Louise Erdrich est aujourd’hui l’une des plus grande voix de la Renaissance Amérindienne, mouvement littéraire apparu dès 1969 aux Etats-Unis (je ne vous en dis pas plus, je prépare un article sur ce mouvement et sur le génocide amérindien pour le blog culturel Sodome & Gomorrhe), mouvement qui compte également dans ses rangs des écrivains comme James Welch et Sherman Alexie, également publiés dans l’excellente collection « Terres d’Amérique » chez Albin-Michel. Louise Erdrich est l’auteure de romans aujourd’hui incontournables dans la littérature américaine, tels que Love Medicine, La chorale des maîtres bouchers, Le jeu des ombres, mais également de nouvelles fortes, réunies dans le recueil La décapotable rouge, paru en 2012, et dont un deuxième tome est attendu chez Albin-Michel sous peu. Dans ses romans, elle explore la question de l’identité amérindienne, de cette culture que l’on croit morte et que l’occident et une bonne partie de l’Amérique blanche voudraient bien voir disparaître.

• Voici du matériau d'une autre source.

PR #5337, opened 2020-11-16
Issue 5320: Metrics and Stats Reporting Optimizations

### LINKED ISSUE #5320: Segment Stats Collection Optimization
**Problem description**
Suspects:
- DynamicProxyImpl is slow
- SegmentStatsRecorderImpl is slow
- May be more.

**Problem location**
Everywhere.

Optimize code.

andreipaduroiu:
**Change log description**  
- Changed `DynamicLoggerImpl` to use a simplified Cache (instead of Guava Cache).
- Optimized `SegmentStatsRecorderImpl` to use fewer resources.
- Replaced usages of Dynamic Logger throughout the Segment Store codebase with the equivalent Counter, Metric and OpStatsLogger implementations.

**Purpose of the change**  
Fixes #5320.

**What the code does**  
- `SimpleCache` a very simple cache that supports a maximum-size and maximum-time eviction policy. This is about 4-8x faster than using Guava Cache (due to lower implementation overhead - as we do not need all features of Guava Cache).
    - Uses a HashMap to store values and a customized linked list to store order of access. If need be, entries will be evicted from the head of this queue.
    - Entries are evicted upon access or upon invocation of `cleanUp`. There is no background thread or async job that maintains the cache (this aids in the simplicity and small resource utilization).
    - An "expired" entry is going to be treated as "inexistent" (w.r.t get, remove, put and putIfAbsent)
- Changed `DynamicLoggerImpl`:
    - Making use of `SimpleCache` instead of GuavaCache. This resulted in a 45-50% performance improvement.
    - This implementation is equivalent to the old one. Unit tests have been updated to verify that the behavior is consistent.
- `SegmentStatsRecorderImpl`
    - Making use of `SimpleCache` to cache values.
    - Reworked `recordAppend` to be async. The caller (`AppendProcessor.handleAppendResult`) will queue a value in a `BlockingDrainingQueue` (very small effort) and a background processor picks items from this queue (in batches) and reports the entire batch at once. 
    - Reduced usages of `DynamicLogger` and using equivalent implementations of `Counter` for its metrics.
- `AutoScaleProcessor`
    - Making use of `SimpleCache` to cache values.
- `AutoScaleMonitor`
    - Reduced the dedicated thread pool priority.
- Metrics Reporting
    - Changed `SegmentStoreMetrics` and `CacheMetrics` to not use DynamicLogger for Counters and Metrics. This is a more consistent implementation and more efficient.
        - Cannot change `Gauge` at this time due to significant API differences. Such a change may be done in the future.
- Other minor changes
    - Changed `MetricsConfig.DynamicCacheSize` default value to 100,000 (down from 10,000,000). Previous value was excessive.
    - Removed a usage of `String.format` in `ContainerMetadataUpdateTransaction`. This was serving very little purpose, yet it's a frequently invoked code on the hot path.

**How to verify it**  
All existing tests must pass. Some new unit tests were added and some existing tests got updated to cover more.
System tests must pass.


segmentstore/server/host/src/main/java/io/pravega/segmentstore/server/host/stat/AutoScaleMonitor.java
```diff
@@ -34,14 +34,14 @@
     @VisibleForTesting
     public AutoScaleMonitor(@NonNull StreamSegmentStore store, @NonNull EventStreamClientFactory clientFactory,
                             @NonNull AutoScalerConfig configuration) {
-        this.executor = ExecutorServiceHelpers.newScheduledThreadPool(configuration.getThreadPoolSize(), "auto-scaler");
+        this.executor = ExecutorServiceHelpers.newScheduledThreadPool(configuration.getThreadPoolSize(), "auto-scaler", Thread.MIN_PRIORITY);
```
tkaitchuck, line 37: Please be aware a min priority thread can be starved.

segmentstore/storage/src/main/java/io/pravega/segmentstore/storage/cache/CacheMetrics.java
```diff
@@ -10,28 +10,41 @@
...
 import io.pravega.shared.metrics.MetricsProvider;
+import io.pravega.shared.metrics.StatsLogger;
 
 /**
- * Metrics for {@link CacheStorage}
+ * Metrics for {@link DirectMemoryCache}.
  */
-final class CacheMetrics {
-    private static final DynamicLogger DYNAMIC_LOGGER = MetricsProvider.getDynamicLogger();
+final class CacheMetrics implements AutoCloseable {
```
tkaitchuck, line 20: Is this being properly closed everywhere? (This is hard to check outside of an IDE)

tkaitchuck (approved):
Approved with comments

segmentstore/storage/src/main/java/io/pravega/segmentstore/storage/cache/CacheMetrics.java
andreipaduroiu: Yes. It's only used in `DirectMemoryCache` and I added a `metrics.close` when closing it.

segmentstore/server/host/src/main/java/io/pravega/segmentstore/server/host/stat/AutoScaleMonitor.java
andreipaduroiu: Fully aware of that. But calculating and generating autoscale metrics is of less importance than ingesting data itself. If we reach a situation where our CPUs are fully loaded, then we need to prioritize ingestion over this.

This CPU is mostly used for AutoScaleMonitor/Processor and SegmentStatsImpl cache cleanup and writing events to the Controller's auto scale stream.

In my local tests I have found this thread pool to take up considerable CPU. That is likely because, previously, the code in `SegmentStatsRecorderImpl` was executing one callback per Store append. Now that I've batched them together this should be less of a concern.

segmentstore/server/host/src/main/java/io/pravega/segmentstore/server/host/stat/AutoScaleProcessor.java
```diff
@@ -60,10 +56,9 @@
     private static final long TEN_MINUTES = Duration.ofMinutes(10).toMillis();
     private static final long TWENTY_MINUTES = Duration.ofMinutes(20).toMillis();
     private static final int MAX_CACHE_SIZE = 1000000;
-    private static final int INITIAL_CAPACITY = 1000;
 
     private final EventStreamClientFactory clientFactory;
-    private final Cache<String, Pair<Long, Long>> cache;
+    private final SimpleCache<String, Pair<Long, Long>> cache;
```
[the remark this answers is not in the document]
andreipaduroiu: From what I could measure, Guava cache has a significant overhead due to it doing more work. So it makes sense to keep it for those situations where the value to be cached is expensive to retrieve or compute (i.e., requires I/O). However, for small values which are easy to recalculate, it had too much overhead, hence the SimpleCache which is faster. 

AFAIK, there aren't any other places where Guava Cache is used. SLTS uses it, but in that case it's for one of those expensive values.

common/src/main/java/io/pravega/common/util/SimpleCache.java
```diff
@@ -0,0 +1,399 @@
...
+import javax.annotation.concurrent.ThreadSafe;
+import lombok.Getter;
+import lombok.NonNull;
+import lombok.RequiredArgsConstructor;
+import lombok.extern.slf4j.Slf4j;
+import lombok.val;
+
+@ThreadSafe
+@Slf4j
+public class SimpleCache<KeyT, ValueT> {
```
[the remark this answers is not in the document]
andreipaduroiu: Good catch. I totally forgot about this aspect.

segmentstore/server/host/src/main/java/io/pravega/segmentstore/server/host/stat/TableSegmentStatsRecorderImpl.java
```diff
@@ -67,57 +69,42 @@ public void close() {
...
-        getDeleteSegment().reportSuccessEvent(elapsed);
-        String[] segmentTags = segmentTags(tableSegmentName);
-        getDynamicLogger().freezeCounter(MetricsNames.TABLE_SEGMENT_UPDATE_CONDITIONAL, segmentTags);
-        getDynamicLogger().freezeCounter(MetricsNames.TABLE_SEGMENT_UPDATE, segmentTags);
-        getDynamicLogger().freezeCounter(MetricsNames.TABLE_SEGMENT_REMOVE_CONDITIONAL, segmentTags);
-        getDynamicLogger().freezeCounter(MetricsNames.TABLE_SEGMENT_REMOVE, segmentTags);
-        getDynamicLogger().freezeCounter(MetricsNames.TABLE_SEGMENT_GET, segmentTags);
-        getDynamicLogger().freezeCounter(MetricsNames.TABLE_SEGMENT_ITERATE_KEYS, segmentTags);
-        getDynamicLogger().freezeCounter(MetricsNames.TABLE_SEGMENT_ITERATE_ENTRIES, segmentTags);
+        this.deleteSegment.reportSuccessEvent(elapsed);
```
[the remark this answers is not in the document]
andreipaduroiu: I completely removed these metrics. We were reporting both global metrics and per-segment metrics. However this seems to be overkill, especially for Table Segments. To avoid having to do unnecessary work, I decided to only keep the global metrics and get rid of the per-segment ones. Only the per-segment ones required DynamicLogger, and the other ones are properly closed when this class is closed.

FYI, "Freezing" is only needed for Dynamic Loggers. The "non-dynamic" ones should be closed when they are no longer needed.

RaulGracia (approved):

Dans le silence du vent n’échappe pas à la règle. Joe, treize ans, vit avec ses parents dans une réserve indienne du Dakota du Nord. Un jour, un jour normal, sa mère se fait violer. Il enquêtera alors lui-même pour trouver le coupable. Ce bouleversement questionne la notion de justice. Partant de (nombreux) faits divers réels, Louise Erdrich s’appuie sur un rapport terrifiant d’Amnesty International intitulé « Le Labyrinthe de l’injustice » et qui fait état de statistiques graves : une femme amérindienne sur trois sera violée au cours de sa vie (chiffre certainement supérieur, toutes les femmes ne signalent pas leur agression), 86 pour cent de ces viols sont commis par des hommes non amérindiens, et la grande majorité d’entre eux ne sont jamais inquiétés. Ainsi, le viol de la mère de Joe par un blanc dans la maison ronde (The Round House est le titre original du roman), lieu de cérémonie pour les indiens de la réserve, est le symbole même du génocide amérindien, de la tentative constante de faire disparaître une culture ancestrale, la faire passer pour morte, afin d’achever un ethnocide débuté au XVIe siècle.

Ce roman est imprégné de cette culture amérindienne, et d’abord par le style. Dans la continuité des traditions orales des indiens d’Amériques, Louise Erdrich impose un style où paroles, pensées et narration sont entremêlées, sans tiret pour les dialogues ni guillemets. Ensuite, l’imagerie développée à travers les métaphores (nombreuses), les comparaisons, offrent une vision panthéiste de la nature et du monde, évoquant les esprits de la nature, ceux des ancêtres ; les animaux ont également une grande importance dans le livre, et une grande force symbolique : le terrain sur lequel est installée la réserve est infesté de tiques, évoquant la déportation amérindienne du XIXe siècle, quand les indiens, principalement installés à l’est, furent sommés de s’assimiler, ou de partir s’installer dans des réserves situées à l’ouest du pays, dans des terres impropres à l’agriculture voire carrément désertiques. Enfin, ce livre donne la part belle aux légendes et aux contes, qui accompagnent le personnage dans sa quête de justice – ou de vengeance – rappelant ci et là des bribes d’une Histoire douloureuse, et les plaies de tout un peuple, meurtri, certes, mais toujours combatif.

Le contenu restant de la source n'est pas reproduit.